Looking at your graphs, it does not seem that clusters are useful summaries of your dataset. You can increase n.start in find.clusters if you want to smooth the curve a bit, but I doubt there is any relevant 'K' here. A simple centred (not scaled) PCA may be more useful?
Cheers
Thibaut
==============================
Dr Thibaut Jombart
MRC Centre for Outbreak Analysis and Modelling
Department of Infectious Disease Epidemiology
Imperial College - School of Public Health
Norfolk Place, London W2 1PG, UK
Tel. : 0044 (0)20 7594 3658
http://sites.google.com/site/thibautjombart/
http://sites.google.com/site/therepiproject/
http://adegenet.r-forge.r-project.org/
Twitter: @thibautjombart
________________________________
From: D. Magdalena Sorger [dm.sorger at gmail.com]
Sent: 19 October 2015 21:55
To: Roman Lustrik
Cc: Jombart, Thibaut; adegenet-forum at lists.r-forge.r-project.org
Subject: Re: [adegenet-forum] problems with na.replace and values for n.pca & n.da
Hi Roman (and everyone else),
Thank you, it looks like this is the same tutorial I had been using and that my questions refer to (July 29, 2015).
Please, let me know if anyone can help me with my questions, both regarding replacing missing allele data but also (and more importantly) regarding the selection of the # of PCs and the # of discriminant functions (see below).
Best,
Magdalena
On Fri, Oct 16, 2015 at 10:32 AM, Roman Lustrik <roman.lustrik at biolitika.si<mailto:roman.lustrik at biolitika.si>> wrote:
Hello Magdalena,
you can find a DAPC tutorial on GitHub: https://github.com/thibautjombart/adegenet/wiki/Tutorials
HTH,
Roman
----
In god we trust, all others bring data.
________________________________
From: "D. Magdalena Sorger" <dm.sorger at gmail.com<mailto:dm.sorger at gmail.com>>
To: "Thibaut Jombart" <t.jombart at imperial.ac.uk<mailto:t.jombart at imperial.ac.uk>>
Cc: adegenet-forum at lists.r-forge.r-project.org<mailto:adegenet-forum at lists.r-forge.r-project.org>
Sent: Thursday, October 15, 2015 7:45:18 PM
Subject: Re: [adegenet-forum] problems with na.replace and values for n.pca & n.da
Dear Thibaut,
I found the information on scaleGen() in a tutorial from July 29, 2015 on the adegenet website: http://adegenet.r-forge.r-project.org/files/tutorial-basics.pdf
Other than this function, I didn't find any instructions on how to treat missing values in that tutorial. I also didn't find instructions for how to use tab() to replace missing values.
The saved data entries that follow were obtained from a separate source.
PR #861, opened 2020-10-16
fix can not copy content of new inserted mention

Priestch:


hanspagel:
Thanks for the follow up PR, great work!

It changes the behaviour of `replaceText` and would break the app for people using it already. Any idea how to fix that without a breaking change? If not, no worries, I can have a look next week.

Priestch:
@hanspagel Maybe add another default parameter for the `replaceText` function, and create node content with attrs and the new added argument when called.

hanspagel:
Sounds good!

Priestch:
@hanspagel I will send another pr later.

Priestch:
@hanspagel I pushed a new commit to fix the compatible problem.

USasikumar:
@Priestch Which version is the issue of mentioning multiple mentions in the same paragraph fixed? I have installed tiptap through npm install 

This is my current tiptap version

 **"tiptap": "^1.30.0",
 "tiptap-extensions": "^1.33.2",**

please tell me how to fix the issue

Priestch:
@USasikumar This pr is still open, so the multiple mentions problem still there, but you can have a look the last commit above.

USasikumar:
> @USasikumar This pr is still open, so the multiple mentions problem still there, but you can have a look the last commit above.

@hanspagel  can you review and push the lastest commit if it solves the multiple mentions in the same paragraph issue

andreasvirkus:
@hanspagel could you take a look whenever possible? 🙏

hanspagel:
Thanks for the work on this and the mention here! Sorry for the long wait. Life hit me and I hope to be able to look at it in the first week of January. 😏 It’s #1 on my list for the new year.

USasikumar:
> Thanks for the work on this and the mention here! Sorry for the long wait. Life hit me and I hope to be able to look at it in the first week of January.  It’s #1 on my list for the new year.

@hanspagel 
Please look into this on priority my entire application is stuck because of this issue. We are critically behind client deadlines.

andreasvirkus:
@USasikumar you can create a local workaround with custom extensions until this is resolved. See https://github.com/ueberdosis/tiptap/issues/874#issuecomment-742236801

hanspagel:
Thanks @Priestch! Looks pretty good to me. :) I start to prepare the next release and merge it. 

Recent releases introduced too many bugs (like this one here), so I’ll take some time before publishing, but expect it in the first two weeks of January.

And thanks to all others helping out here and in the issues, great work! 👏

Issue #868, opened 2020-10-20
Nested content islands using Vue component slots and Prosemirror Sub-views


enjibby:
**Is your feature request related to a problem? Please describe.**
While the document-schema structure of ProseMirror provides excellent flexibility and Vue components allow visual and interactive customisation, there is little to support a rich Vue-component tree structure due to the limitations of prosemirror's contenteditable implementation. @marijnh articulated this in [this comment](https://github.com/ProseMirror/prosemirror/issues/745#issuecomment-372384609) when he said that ProseMirror could not support contenteditable islands.

He does, however, point to [an example](https://prosemirror.net/examples/footnote/) where content inside a descendant element of a ineditable section could be made editable using a new instance of prosemirror-view along with a dispatch function to proxy events between the parent and child view.

**Describe the solution you'd like**
I would really like if TipTap could leverage this functionality, along with Vue component slot elements, to allow Vue component editing to result in a rich, nested document indicative of a traditional SGML structure.

I have done some precursor work (which I will soon PR) to pull in the code from the aforementioned example into the `ComponentView` class to instantiate a prosemirror-view instance inside an element of the component (similar to how $refs.content currently works) but ultimately it needs to work much better.

I imagine the `ComponentView` instantiation could detect the slot elements in the new `vm` instance and hook each of them up as a special slot Node, containing a `prosemirror-view` instance with the content provided by the component node's parseDOM().

E.g. the Tiptap Node will expect the DOM input and output to be in a format:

If I just read my raw data in (missing allele values denoted as "NA" in genepop file), it informs me that there is 0% missing data which is what concerns me:
> msts_m2<-read.genepop("BOR-Od_m2_301w.gen")
> summary(msts_m2)
// Number of individuals: 301
// Group sizes: 12 9 18 12 20 11 18 18 12 12 17 18 20 28 12 12 12 11 12 17
// Number of alleles per locus: 4 4 13 19 20 10 20 7
// Number of alleles per group: 16 17 18 18 26 18 23 21 18 19 22 17 17 31 19 16 21 17 18 16
// Percentage of missing data: 0 %
// Observed heterozygosity: 0.41 0.55 0.81 0.66 0.79 0.69 0.78 0.74
// Expected heterozygosity: 0.39 0.6 0.88 0.87 0.92 0.75 0.92 0.76
>
When I call tab, it lists the missing data at e.g., locus loc21 as loc21.NA:
> msts_m2[loc="loc21"]@tab
loc21.02 loc21.03 loc21.NA loc21.04 loc21.05 loc21.06 loc21.01
1 1 1 0 0 0 0 0
2 2 0 0 0 0 0 0
3 2 0 0 0 0 0 0
4 1 1 0 0 0 0 0
5 1 1 0 0 0 0 0
I also tried this, but the output remains the same as above:
tab(msts_m2, missing="mean")
Best,
Magdalena
On Thu, Oct 15, 2015 at 9:10 AM, Jombart, Thibaut <t.jombart at imperial.ac.uk<mailto:t.jombart at imperial.ac.uk>> wrote:
Hi there,
please check the current tutorials. scaleGen is no longer used, and has been replaced by tab. Then you should be able to feed the resulting object to dapc without problem.
Cheers
Thibaut
________________________________
From: D. Magdalena Sorger [dm.sorger at gmail.com<mailto:dm.sorger at gmail.com>]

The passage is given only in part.